Records supplied START
Issue #445, opened 2021-12-21
Obsolete elements are not included in @webref/elements


foolip:
Elements listed in https://html.spec.whatwg.org/multipage/obsolete.html are not part of `@webref/elements`, and it would be nice if they were. Maybe with `"obselete": true` in there to allow filtering.

In particular, the fact that `<xmp>` uses `HTMLPreElement` would have been nice to be able to infer from this data.

tidoust:
I don't really see how we could automate the extraction of that information from the HTML spec but both the elements extract and this list are unlikely going to change much, so we could maintain an elements patch to add the info if that seems useful.

I'm not clear how to map obsolete elements to interfaces though. Do the alternatives suggested in the spec necessarily mean that the element uses the alternative interfaces? For instance:
- `applet`: does the element use `HTMLEmbedElement` or `HTMLObjectElement`? Or neither?
- `bgsound`: does the element really use `HTMLAudioElement`?
- `frame`, `frameset`, `noframes`: what interface does each of them use?
- `strike`: `HTMLModElement` (for `<del>`) or `HTMLElement` (for `<s>`)?

tidoust:
> I'm not clear how to map obsolete elements to interfaces though.

I'm still not clear whether the HTML spec mandates an official mapping. I tried to list the right interfaces, defaulting to `HTMLElement`, in the patch proposed in #569, using code such as the following to test whether my assumption was correct:

```js
// The HTML spec says xml must be treated as pre
// This returns true
document.createElement('xmp') instanceof HTMLPreElement

// The HTML spec says plaintext must be treated as pre
// ... but this returns false, so mapping to HTMLElement instead
document.createElement('plaintext') instanceof HTMLPreElement
```

foolip:
Can you try creating the elements by parsing instead of `document.createElement()`? There might be parser aliases confusing matters here.

dontcallmedom:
Records supplied END
### Work order:
In the data above, find each line that uses the string "says". Copy it.

### Response:
// The HTML spec says xml must be treated as pre
// The HTML spec says plaintext must be treated as pre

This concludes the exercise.